Background and why it matters

The 2018 Supreme Court decision in South Dakota v. Wayfair changed the rules for remote sellers by allowing states to require sales tax collection based on economic nexus instead of physical presence (South Dakota v. Wayfair, Inc., 2018). After Wayfair, many states adopted economic thresholds or marketplace-facilitator laws that increase where online sellers have obligations. For up-to-date guidance, always check the state Department of Revenue for each state where you sell.

How nexus is commonly established

  • Physical nexus: a business location, employees, inventory stored in a third-party warehouse (including some fulfillment‑by‑merchant and third‑party logistics arrangements), trade shows, or a sales rep in the state.
  • Economic nexus: reaching a state’s sales or transaction threshold (states set their own thresholds and these change over time).
  • Marketplace facilitator rules: many states require platforms (Amazon, Etsy, eBay) to collect and remit tax on behalf of sellers for marketplace sales. This can reduce — but not always eliminate — a seller’s registration needs.

In-practice note

In my work with online retailers, the most common compliance gap is failing to track sales by state in real time. A client who used multiple fulfillment centers did not realize inventory in a third state created physical nexus until they received a notice. Addressing that required retroactive registration, payment plans, and amended returns — all avoidable with proactive tracking.

Step-by-step compliance checklist

  1. Map your activities. Track where you store inventory, have employees, or attend events. Include third‑party warehouses (FBA/3PL).
  2. Monitor state thresholds. Use a rolling 12‑month view for sales and transaction counts and confirm each state’s current rule with its DOR website.
  3. Register promptly. If you hit a nexus trigger, register for a sales tax permit with that state’s DOR and begin collecting tax as required.
  4. Decide who collects. Determine whether the marketplace or you are responsible for collection — check marketplace facilitator rules for each state.
  5. Collect, remit and file. Apply the correct state and local rates, remit collections on schedule, and file periodic returns. Local rates/counties can differ within a state.
  6. Keep records. Maintain sales, exemption certificates, and filing records for at least several years (state retention rules vary).
  7. Use automation. Tax engines reduce errors and simplify filings across jurisdictions.

Practical tools and costs

Tax automation services (TaxJar, Avalara, Sovos and others) can calculate rates, create returns and sometimes file directly with states — they are worth evaluating against the cost of manual compliance and the risk of audits. Marketplace sellers should confirm what the marketplace reports and retains for their records.

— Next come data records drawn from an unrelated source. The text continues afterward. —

PR #1000, opened 2021-01-30
Add and use over-allocation metric to decide when to defragment

geieredgar:
Previous discussion: #996

### DIFF
--- a/quinn-proto/src/connection/assembler.rs
+++ b/quinn-proto/src/connection/assembler.rs
@@ -13,11 +13,15 @@ use crate::range_set::RangeSet;
 pub(crate) struct Assembler {
     state: State,
     data: BinaryHeap<Buffer>,
-    defragmented: usize,
+    /// Total number of buffered bytes, including duplicates in ordered mode.
+    buffered: usize,
+    /// Estimated number of allocated bytes, will never be less than `buffered`.
+    allocated: usize,
     /// Number of bytes read by the application. When only ordered reads have been used, this is the
     /// length of the contiguous prefix of the stream which has been consumed by the application,
     /// aka the stream offset.
     bytes_read: u64,
+    end: u64,
 }
 
 impl Assembler {
@@ -58,8 +62,9 @@ impl Assembler {
                     return None;
                 } else if (chunk.offset + chunk.bytes.len() as u64) <= self.bytes_read {
                     // Next chunk is useless as the read index is beyond its end
+                    self.buffered -= chunk.bytes.len();
+                    self.allocated -= chunk.allocation_size;
                     PeekMut::pop(chunk);
-                    self.defragmented = self.defragmented.saturating_sub(1);
                     continue;
                 }
 
@@ -68,6 +73,7 @@ impl Assembler {
                 if start > 0 {
                     chunk.bytes.advance(start);
                     chunk.offset += start as u64;
+                    self.buffered -= start;
                 }
             }
 
@@ -75,61 +81,87 @@ impl Assembler {
                 self.bytes_read += max_length as u64;
                 let offset = chunk.offset;
                 chunk.offset += max_length as u64;
+                self.buffered -= max_length;
                 Chunk::new(offset, chunk.bytes.split_to(max_length))
             } else {
                 self.bytes_read += chunk.bytes.len() as u64;
-                self.defragmented = self.defragmented.saturating_sub(1);
+                self.buffered -= chunk.bytes.len();
+                self.allocated -= chunk.allocation_size;
                 let chunk = PeekMut::pop(chunk);
                 Chunk::new(chunk.offset, chunk.bytes)
             });
         }
     }
 
-    // Copy the buffered chunk data to new chunks backed by a single buffer to
-    // make sure we're not unnecessarily holding on to many larger allocations.
-    // Merge contiguous chunks in the process of doing so. Reset the `defragmented`
-    // counter to the new number of chunks left in the heap so that we can decide
-    // when to defragment the queue again if necessary.
+    /// Copy fragmented chunk data to new chunks backed by a single buffer
+    ///
+    /// This makes sure we're not unnecessarily holding on to many larger allocations.
+    /// We merge contiguous chunks in the process of doing so.
     fn defragment(&mut self) {
-        let buffered = self.data.iter().map(|c| c.bytes.len()).sum::<usize>();
-        let mut buffer = BytesMut::with_capacity(buffered);
-        let mut offset = self
-            .data
-            .peek()
-            .as_ref()
-            .expect("defragment is only called when data is buffered")
-            .offset;
-
         let new = BinaryHeap::with_capacity(self.data.len());
         let old = mem::replace(&mut self.data, new);
-        for chunk in old.into_sorted_vec().into_iter().rev() {
-            let end = offset + (buffer.len() as u64);
-            if let Some(overlap) = end.checked_sub(chunk.offset) {
-                if let Some(bytes) = chunk.bytes.get(overlap as usize..) {
-                    buffer.extend_from_slice(bytes);
-                }
-            } else {
-                let bytes = buffer.split().freeze();
-                self.data.push(Buffer { offset, bytes });
-                offset = chunk.offset;
-                buffer.extend_from_slice(&chunk.bytes);
+        let mut buffers = old.into_sorted_vec();
+        self.buffered = 0;
+        let mut fragmented_buffered = 0;
+        let mut offset = 0;
+        for chunk in buffers.iter_mut().rev() {
+            chunk.try_mark_defragment(offset);
+            let size = chunk.bytes.len();
+            offset = chunk.offset + size as u64;
+            self.buffered += size;
+            if !chunk.defragmented {
+                fragmented_buffered += size;
             }
         }
-
-        let bytes = buffer.split().freeze();
-        self.data.push(Buffer { offset, bytes });
-        self.defragmented = self.data.len();
+        self.allocated = self.buffered;
+        let mut buffer = BytesMut::with_capacity(fragmented_buffered);
+        let mut offset = 0;
+        for chunk in buffers.into_iter().rev() {
+            if chunk.defragmented {
+                // bytes might be empty after try_mark_defragment
+                if !chunk.bytes.is_empty() {
+                    self.data.push(chunk);
+                }
+                continue;
+            }
+            // Overlap is resolved by try_mark_defragment
+            if chunk.offset != offset + (buffer.len() as u64) {
+                if !buffer.is_empty() {
+                    self.data
+                        .push(Buffer::new_defragmented(offset, buffer.split().freeze()));
+                }
+                offset = chunk.offset;
+            }
+            buffer.extend_from_slice(&chunk.bytes);
+        }
+        if !buffer.is_empty() {
+            self.data
+                .push(Buffer::new_defragmented(offset, buffer.split().freeze()));
+        }
     }
 
-    pub(crate) fn insert(&mut self, mut offset: u64, mut bytes: Bytes) {
+    // Note: If a packet contains many frames from the same stream, the estimated over-allocation
+    // will be much higher because we are counting the same allocation multiple times.
+    pub(crate) fn insert(&mut self, mut offset: u64, mut bytes: Bytes, allocation_size: usize) {
+        debug_assert!(
+            bytes.len() <= allocation_size,
+            "allocation_size less than bytes.len(): {:?} < {:?}",
+            allocation_size,
+            bytes.len()
+        );
+        self.end = self.end.max(offset + bytes.len() as u64);
         if let State::Unordered { ref mut recvd } = self.state {
             // Discard duplicate data
             for duplicate in recvd.replace(offset..offset + bytes.len() as u64) {
                 if duplicate.start > offset {
-                    self.data.push(Buffer {
+                    let buffer = Buffer::new(
                         offset,
-                        bytes: bytes.split_to((duplicate.start - offset) as usize),
-                    });
+                        bytes.split_to((duplicate.start - offset) as usize),
+                        allocation_size,
+                    );
+                    self.buffered += buffer.bytes.len();
+                    self.allocated += buffer.allocation_size;
+                    self.data.push(buffer);
                     offset = duplicate.start;
                 }
                 bytes.advance((duplicate.end - offset) as usize);
@@ -148,16 +180,25 @@ impl Assembler {
         if bytes.is_empty() {
             return;
         }
-
-        self.data.push(Buffer { offset, bytes });
-        // Why 32: on the one hand, we want to defragment rarely, ideally never
+        let buffer = Buffer::new(offset, bytes, allocation_size);
+        self.buffered += buffer.bytes.len();
+        self.allocated += buffer.allocation_size;
+        self.data.push(buffer);
+        // `self.buffered` also counts duplicate bytes, therefore we use
+        // `self.end - self.bytes_read` as an upper bound of buffered unique
+        // bytes. This will cause a defragmentation if the amount of duplicate
+        // bytes exceedes a proportion of the receive window size.
+        let buffered = self.buffered.min((self.end - self.bytes_read) as usize);
+        let over_allocation = self.allocated - buffered;
+        // Rationale: on the one hand, we want to defragment rarely, ideally never
         // in non-pathological scenarios. However, a pathological or malicious
         // peer could send us one-byte frames, and since we use reference-counted
         // buffers in order to prevent copying, this could result in keeping a lot
-        // of memory allocated. In the worst case scenario of 32 1-byte chunks,
-        // each one from a ~1000-byte datagram, using 32 limits us to having a
-        // maximum pathological over-allocation of about 32k bytes.
-        if self.data.len() - self.defragmented > 32 {
+        // of memory allocated. This limits over-allocation in proportion to the
+        // buffered data. The constants are chosen somewhat arbitrarily and try to
+        // balance between defragmentation overhead and over-allocation.
+        let threshold = 32768.max(buffered * 3 / 2);
+        if over_allocation > threshold {
             self.defragment()
         }
     }
@@ -174,7 +215,8 @@ impl Assembler {
     /// Discard all buffered data
     pub(crate) fn clear(&mut self) {
         self.data.clear();
-        self.defragmented = 0;
+        self.buffered = 0;
+        self.allocated = 0;
     }
 }
 
@@ -197,6 +239,54 @@ impl Chunk {
 struct Buffer {
     offset: u64,
     bytes: Bytes,
+    /// Size of the allocation behind `bytes`, if `defragmented == false`.
+    /// Otherwise this will be set to `bytes.len()` by `try_mark_defragment`.
+    /// Will never be less than `bytes.len()`.
+    allocation_size: usize,
+    defragmented: bool,
+}
+
+impl Buffer {
+    /// Constructs a new fragmented Buffer
+    fn new(offset: u64, bytes: Bytes, allocation_size: usize) -> Self {
+        Self {
+            offset,
+            bytes,
+            allocation_size,
+            defragmented: false,
+        }
+    }
+
+    /// Constructs a new defragmented Buffer
+    fn new_defragmented(offset: u64, bytes: Bytes) -> Self {
+        let allocation_size = bytes.len();
+        Self {
+            offset,
+            bytes,
+            allocation_size,
+            defragmented: true,
+        }
+    }
+
+    /// Discards data before `offset` and flags `self` as defragmented if it has good utilization
+    fn try_mark_defragment(&mut self, offset: u64) {
+        let duplicate = offset.saturating_sub(self.offset) as usize;
+        self.offset = self.offset.max(offset);
+        if duplicate >= self.bytes.len() {
+            self.bytes = Bytes::new();
+            self.defragmented = true;
+            self.allocation_size = 0;
+            return;
+        }
+        self.bytes.advance(duplicate);
+        // Make sure that fragmented buffers with high utilization become defragmented and
+        // defragmented buffers remain defragmented
+        self.defragmented = self.defragmented || self.bytes.len() * 6 / 5 >= self.allocation_size;
+        if self.defragmented {
+            // Make sure that defragmented buffers do not contribute to over-allocation
+            self.allocation_size = self.bytes.len();
+        }
+    }
 }
 
 impl Ord for Buffer {
@@ -257,13 +347,13 @@ mod test {
     fn assemble_ordered() {
         let mut x = Assembler::new();
         assert_matches!(next(&mut x, 32), None);
-        x.insert(0, Bytes::from_static(b"123"));
+        x.insert(0, Bytes::from_static(b"123"), 3);
         assert_matches!(next(&mut x, 1), Some(ref y) if &y[..] == b"1");
         assert_matches!(next(&mut x, 3), Some(ref y) if &y[..] == b"23");
-        x.insert(3, Bytes::from_static(b"456"));
+        x.insert(3, Bytes::from_static(b"456"), 3);
         assert_matches!(next(&mut x, 32), Some(ref y) if &y[..] == b"456");
-        x.insert(6, Bytes::from_static(b"789"));
-        x.insert(9, Bytes::from_static(b"10"));
+        x.insert(6, Bytes::from_static(b"789"), 3);
+        x.insert(9, Bytes::from_static(b"10"), 2);
         assert_matches!(next(&mut x, 32), Some(ref y) if &y[..] == b"789");
         assert_matches!(next(&mut x, 32), Some(ref y) if &y[..] == b"10");
         assert_matches!(next(&mut x, 32), None);
@@ -273,9 +363,9 @@ mod test {
     fn assemble_unordered() {
         let mut x = Assembler::new();
         x.ensure_ordering(false).unwrap();
-        x.insert(3, Bytes::from_static(b"456"));
+        x.insert(3, Bytes::from_static(b"456"), 3);
         assert_matches!(next(&mut x, 32), None);
-        x.insert(0, Bytes::from_static(b"123"));
+        x.insert(0, Bytes::from_static(b"123"), 3);
         assert_matches!(next(&mut x, 32), Some(ref y) if &y[..] == b"123");
         assert_matches!(next(&mut x, 32), Some(ref y) if &y[..] == b"456");
         assert_matches!(next(&mut x, 32), None);
@@ -284,8 +374,8 @@ mod test {
     #[test]
     fn assemble_duplicate() {
         let mut x = Assembler::new();
-        x.insert(0, Bytes::from_static(b"123"));
-        x.insert(0, Bytes::from_static(b"123"));
+        x.insert(0, Bytes::from_static(b"123"), 3);
+        x.insert(0, Bytes::from_static(b"123"), 3);
         assert_matches!(next(&mut x, 32), Some(ref y) if &y[..] == b"123");
         assert_matches!(next(&mut x, 32), None);
     }
@@ -293,8 +383,8 @@ mod test {
     #[test]
     fn assemble_duplicate_compact() {
         let mut x = Assembler::new();
-        x.insert(0, Bytes::from_static(b"123"));
-        x.insert(0, Bytes::from_static(b"123"));
+        x.insert(0, Bytes::from_static(b"123"), 3);
+        x.insert(0, Bytes::from_static(b"123"), 3);
         x.defragment();
         assert_matches!(next(&mut x, 32), Some(ref y) if &y[..] == b"123");
         assert_matches!(next(&mut x, 32), None);
@@ -303,8 +393,8 @@ mod test {
     #[test]
     fn assemble_contained() {
         let mut x = Assembler::new();
-        x.insert(0, Bytes::from_static(b"12345"));
-        x.insert(1, Bytes::from_static(b"234"));
+        x.insert(0, Bytes::from_static(b"12345"), 5);
+        x.insert(1, Bytes::from_static(b"234"), 3);
         assert_matches!(next(&mut x, 32), Some(ref y) if &y[..] == b"12345");
         assert_matches!(next(&mut x, 32), None);
     }
@@ -312,8 +402,8 @@ mod test {
     #[test]
     fn assemble_contained_compact() {
         let mut x = Assembler::new();
-        x.insert(0, Bytes::from_static(b"12345"));
-        x.insert(1, Bytes::from_static(b"234"));
+        x.insert(0, Bytes::from_static(b"12345"), 5);
+        x.insert(1, Bytes::from_static(b"234"), 3);
         x.defragment();
         assert_matches!(next(&mut x, 32), Some(ref y) if &y[..] == b"12345");
         assert_matches!(next(&mut x, 32), None);
@@ -322,8 +412,8 @@ mod test {
     #[test]
     fn assemble_contains() {
         let mut x = Assembler::new();
-        x.insert(1, Bytes::from_static(b"234"));
-        x.insert(0, Bytes::from_static(b"12345"));
+        x.insert(1, Bytes::from_static(b"234"), 3);
+        x.insert(0, Bytes::from_static(b"12345"), 5);
         assert_matches!(next(&mut x, 32), Some(ref y) if &y[..] == b"12345");
         assert_matches!(next(&mut x, 32), None);
     }
@@ -331,8 +421,8 @@ mod test {
     #[test]
     fn assemble_contains_compact() {
         let mut x = Assembler::new();
-        x.insert(1, Bytes::from_static(b"234"));
-        x.insert(0, Bytes::from_static(b"12345"));
+        x.insert(1, Bytes::from_static(b"234"), 3);
+        x.insert(0, Bytes::from_static(b"12345"), 5);
         x.defragment();
         assert_matches!(next(&mut x, 32), Some(ref y) if &y[..] == b"12345");
         assert_matches!(next(&mut x, 32), None);
@@ -341,8 +431,8 @@ mod test {
     #[test]
     fn assemble_overlapping() {
         let mut x = Assembler::new();
-        x.insert(0, Bytes::from_static(b"123"));
-        x.insert(1, Bytes::from_static(b"234"));
+        x.insert(0, Bytes::from_static(b"123"), 3);
+        x.insert(1, Bytes::from_static(b"234"), 3);
         assert_matches!(next(&mut x, 32), Some(ref y) if &y[..] == b"123");
         assert_matches!(next(&mut x, 32), Some(ref y) if &y[..] == b"4");
         assert_matches!(next(&mut x, 32), None);
@@ -351,8 +441,8 @@ mod test {
     #[test]
     fn assemble_overlapping_compact() {
         let mut x = Assembler::new();
-        x.insert(0, Bytes::from_static(b"123"));
-        x.insert(1, Bytes::from_static(b"234"));
+        x.insert(0, Bytes::from_static(b"123"), 4);
+        x.insert(1, Bytes::from_static(b"234"), 4);
         x.defragment();
         assert_matches!(next(&mut x, 32), Some(ref y) if &y[..] == b"1234");
         assert_matches!(next(&mut x, 32), None);
@@ -361,10 +451,10 @@ mod test {
     #[test]
     fn assemble_complex() {
         let mut x = Assembler::new();
-        x.insert(0, Bytes::from_static(b"1"));
-        x.insert(2, Bytes::from_static(b"3"));
-        x.insert(4, Bytes::from_static(b"5"));
-        x.insert(0, Bytes::from_static(b"123456"));
+        x.insert(0, Bytes::from_static(b"1"), 1);
+        x.insert(2, Bytes::from_static(b"3"), 1);
+        x.insert(4, Bytes::from_static(b"5"), 1);
+        x.insert(0, Bytes::from_static(b"123456"), 6);
         assert_matches!(next(&mut x, 32), Some(ref y) if &y[..] == b"123456");
         assert_matches!(next(&mut x, 32), None);
     }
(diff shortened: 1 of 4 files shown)


quinn-proto/src/connection/assembler.rs
```diff
@@ -106,35 +118,55 @@ impl Assembler {
...
                 if duplicate.start > offset {
+                    let over_allocation = (duplicate.end - duplicate.start) as usize;
                     self.data.push(Buffer {
                         offset,
                         bytes: bytes.split_to((duplicate.start - offset) as usize),
+                        over_allocation,
                     });
+                    self.over_allocation += over_allocation;
+                    allocation_size =
+                        allocation_size.saturating_sub((duplicate.end - offset) as usize);
```
Ralith, line 169: Our main concern here is ensuring that there is no possible pattern of insert and read calls that can cause us to be keeping substantially more memory allocated than the amount of useful data we're actually storing, which is the figure governed by flow control. I think this pattern fails that test due to allowing O(n^2) memory use for n useful bytes: consider a flow control limit of `n` bytes, and an ordered sequence of inserts covering ranges `n-1..n, n-2..n, n-3..n`, ...

Treating each chunk as if it had a completely independent allocation does risk counting the same allocation multiple times, but I think risking unnecessary defragmentation passes is preferable to risking quadratic memory overhead.

Ralith (dismissed):

Ralith:
Another approach might be to keep a separate table of allocations, and map chunks to allocations. That should allow us to track memory overhead precisely by comparing buffered data to net allocation size, but is substantially more complex, so I'm not sure it'd be worthwhile.

quinn-proto/src/connection/assembler.rs
```diff
@@ -94,7 +94,19 @@ impl Assembler {
...
     // when to defragment the queue again if necessary.
     fn defragment(&mut self) {
-        let buffered = self.data.iter().map(|c| c.bytes.len()).sum::<usize>();
+        let high_utilization_over_allocation = self
+            .data
+            .iter()
+            .filter(|b| b.high_utilization())
+            .map(|b| b.over_allocation)
+            .sum::<usize>();
+        let include_highly_utilized = high_utilization_over_allocation > DEFRAGMENTATION_THRESHOLD;
```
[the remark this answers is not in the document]
geieredgar: OK, I will remove it again. But do you think it would make sense to retain skipping defragmentation for a `Buffer` with `over_allocation == 0`?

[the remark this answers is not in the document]
Ralith: > OK, I will remove it again. 

Sorry if this is a bit churny; I don't mind waiting for @Matthias247 to weigh in on how smart we should be here, since I think he was advocating for that in the first place.

> But do you think it would make sense to retain skipping defragmentation for a Buffer with over_allocation == 0?

The original logic takes care to avoid defragmenting the same data multiples times; it might be worth preserving that somehow, perhaps even by just retaining the `defragmented` counter. For newly inserted data, there will always be some overhead due to headers.

> The defragmentation decision will then look like this:

That looks great! Just making some numbers up based on nothing, maybe 1.5 and 2^12?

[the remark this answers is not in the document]
geieredgar: > The original logic takes care to avoid defragmenting the same data multiples times; it might be worth preserving that somehow, perhaps even by just retaining the `defragmented` counter. For newly inserted data, there will always be some overhead due to headers.

Are you sure that the original logic does that? To me it looks like the `defragmented` was necessary to know how many new inserts were done since the last defragmentation and on defragmentation all data was copied into a single new allocation.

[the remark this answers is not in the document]
Ralith: Oops, you're quite right, I was confused. In any case, it seems like skipping already-defragmented chunks might be relatively simple, so perhaps worth considering.

quinn-proto/src/connection/assembler.rs
geieredgar: The new version now treats each chunk as a completely independent allocation.

quinn-proto/src/connection/assembler.rs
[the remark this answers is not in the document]
geieredgar: The new version will skip already-defragmented chunks.

quinn-proto/src/connection/assembler.rs
```diff
@@ -106,34 +120,55 @@ impl Assembler {
...
-    }
-
-    pub(crate) fn insert(&mut self, mut offset: u64, mut bytes: Bytes) {
+        self.data.push(Buffer {
+            offset,
+            bytes,
+            allocation_size: 0,
+        });
+        self.allocated = 0;
+        self.buffered = 0
```
Ralith, line 150: Shouldn't `buffered` remain unaffected by defragmentation?

geieredgar: I've put two comments at the declaration of the `allocated` and `buffered` fields, stating they now only apply to fragmented chunks.

Maybe I should rename the fields to `fragmented_allocated` and `fragmented_buffered`?

Ralith: What seems strange to me here is that the defrag threshold gets smaller after defragmentation. I'd expect the tolerated amount of over-allocation to be proportional to the amount of buffered data in an absolute sense. Perhaps that could be achieved by setting `allocated = buffered` after defrag?

geieredgar: OK, I pushed a new version in which `allocated` and `buffered` keep track of both fragmented and defragmented `Buffer`. To prevent defragmenting a `Buffer` twice, I added a `fragmented` field to `Buffer`.

geieredgar:
Rebased my changes on current main.

quinn-proto/src/connection/assembler.rs
```diff
@@ -99,32 +107,60 @@ impl Assembler {
         let new = BinaryHeap::with_capacity(self.data.len());
         let old = mem::replace(&mut self.data, new);
         for chunk in old.into_sorted_vec().into_iter().rev() {
-            let end = offset + (buffer.len() as u64);
-            if let Some(overlap) = end.checked_sub(chunk.offset) {
-                if let Some(bytes) = chunk.bytes.get(overlap as usize..) {
-                    buffer.extend_from_slice(bytes);
+            if chunk.size < chunk.allocation_size {
```
djc, line 110: If you invert this condition we can continue early, which should make this easier to follow (and a smaller diff).

quinn-proto/src/connection/assembler.rs
```diff
@@ -145,15 +181,25 @@ impl Assembler {
...
         // buffers in order to prevent copying, this could result in keeping a lot
-        // of memory allocated. In the worst case scenario of 32 1-byte chunks,
-        // each one from a ~1000-byte datagram, using 32 limits us to having a
-        // maximum pathological over-allocation of about 32k bytes.
-        if self.data.len() - self.defragmented > 32 {
+        // of memory allocated. This limits over-allocation in proportion to the
+        // buffered data. The constants are chosen somewhat arbitrarily and try to
+        // balance between defragmentation overhead and over-allocation.
+        let over_allocation = (self.allocated - self.buffered) as f32;
+        let threshold = ((self.buffered as f32) * 1.5f32).max(4096f32);
```
djc, line 201:
```suggestion
        let threshold = ((self.buffered as f32) * 1.5).max(4096.0);
```

It also seems like an overallocation of only 4096 bytes shouldn't be enough to trigger this (given the performance impact we have seen). Should go back up to something more like 32k?

djc (commented):
This implementation looks solid to me! Some minor issues below:

quinn-proto/src/connection/assembler.rs
geieredgar: OK, done.

quinn-proto/src/connection/assembler.rs
geieredgar: Yeah, makes sense. Fixed.

djc:
@Matthias247 would you have a chance to review the current iteration of these changes?

Matthias247:
Will definitely take a look. However it's a bit of a busy week at the moment, so it might be start of next week.

quinn-proto/src/connection/assembler.rs
```diff
@@ -99,32 +107,60 @@ impl Assembler {
...
+                self.data.push(chunk);
+                continue;
+            }
             let end = offset + (buffer.len() as u64);
             if let Some(overlap) = end.checked_sub(chunk.offset) {
                 if let Some(bytes) = chunk.bytes.get(overlap as usize..) {
                     buffer.extend_from_slice(bytes);
                 }
             } else {
                 let bytes = buffer.split().freeze();
```
Matthias247, line 120: With the current BytesMut issues (freeze being non free, and and resizing after split allocating too much capacity - see tokio-rs/bytes#435 ) this doesn't seem an efficient strategy. I think at this point I would recommend allocating a new BytesMut whenever we detect a new fragmented section begins, and allocating only the capacity for the next fragment(s).

quinn-proto/src/connection/assembler.rs
```diff
@@ -99,32 +107,60 @@ impl Assembler {
         let new = BinaryHeap::with_capacity(self.data.len());
         let old = mem::replace(&mut self.data, new);
         for chunk in old.into_sorted_vec().into_iter().rev() {
+            if chunk.size >= chunk.allocation_size {
```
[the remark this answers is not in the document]
Matthias247: I also think this misses to split and append the last `buffer` segment?

Matthias247 (commented):
The buffered/allocated strategy in the chunks, and taking the defragment decision based on it seem good to me. 

However I think defragment migh have a bug and some wrong assumptions (`size >= allocation_size`) which don't make it as efficient as it could be. 

While efficiency can further be improved in follow-ups, the data ordering bug should be checked and fixed.

quinn-proto/src/connection/mod.rs
```diff
@@ -2427,10 +2430,10 @@ where
                     return Err(err);
                 }
                 Frame::Crypto(frame) => {
-                    self.read_crypto(SpaceId::Data, &frame)?;
+                    self.read_crypto(SpaceId::Data, &frame, payload_len)?;
                 }
                 Frame::Stream(frame) => {
-                    if self.streams.received(frame)?.should_transmit() {
+                    if self.streams.received(frame, payload_len)?.should_transmit() {
```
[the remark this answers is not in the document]
djc: Yup, at least we'll need comments to make this explicit on the assembler side.

quinn-proto/src/connection/assembler.rs
```diff
@@ -99,32 +107,60 @@ impl Assembler {
...
+            offset,
+            bytes,
+            size,
+            allocation_size: size,
+        });
+        self.allocated = self.buffered;
+    }
+
+    pub(crate) fn insert(&mut self, mut offset: u64, mut bytes: Bytes, allocation_size: usize) {
+        assert!(
```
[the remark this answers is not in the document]
geieredgar: Done.

quinn-proto/src/connection/assembler.rs
```diff
@@ -145,15 +181,25 @@ impl Assembler {
...
         // buffers in order to prevent copying, this could result in keeping a lot
-        // of memory allocated. In the worst case scenario of 32 1-byte chunks,
-        // each one from a ~1000-byte datagram, using 32 limits us to having a
-        // maximum pathological over-allocation of about 32k bytes.
-        if self.data.len() - self.defragmented > 32 {
+        // of memory allocated. This limits over-allocation in proportion to the
+        // buffered data. The constants are chosen somewhat arbitrarily and try to
+        // balance between defragmentation overhead and over-allocation.
+        let over_allocation = (self.allocated - self.buffered) as f32;
+        let threshold = ((self.buffered as f32) * 1.5).max(32.0 * 1024.0);
```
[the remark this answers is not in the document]
geieredgar: OK, I changed that. Is it bad if I don't cast and simply use `usize` here?

quinn-proto/src/connection/assembler.rs
```diff
@@ -87,8 +90,13 @@ impl Assembler {
     // counter to the new number of chunks left in the heap so that we can decide
     // when to defragment the queue again if necessary.
     fn defragment(&mut self) {
-        let buffered = self.data.iter().map(|c| c.bytes.len()).sum::<usize>();
-        let mut buffer = BytesMut::with_capacity(buffered);
+        let fragmented_buffered = self
+            .data
+            .iter()
+            .filter(|c| c.size < c.allocation_size)
```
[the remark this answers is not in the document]
geieredgar: This filter is intended to exclude buffers from a previous defragmentation. For those `size` will be equal to `allocation_size`.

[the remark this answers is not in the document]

Common mistakes and how to avoid them

  • Assuming only physical presence matters: after Wayfair most states use economic tests.
  • Ignoring marketplace rules: sellers can overlook that marketplaces collect tax but still require seller registration for reporting.
  • Poor recordkeeping: missing exemption certificates or sales breakdowns can lead to denied refund claims and penalties.
  • Using outdated thresholds: state rules change; confirm thresholds directly with the state DOR.

Where to confirm rules and authoritative sources

Related resources on FinHelp.io

Final tips and professional disclaimer

Start monitoring state sales by customer location from day one and keep a rolling 12‑month tally for economic nexus. When in doubt, register and consult a tax advisor — registration and voluntary disclosure programs are often less costly than an audit. This article is educational and not a substitute for personalized tax advice; consult a licensed tax professional for decisions specific to your business.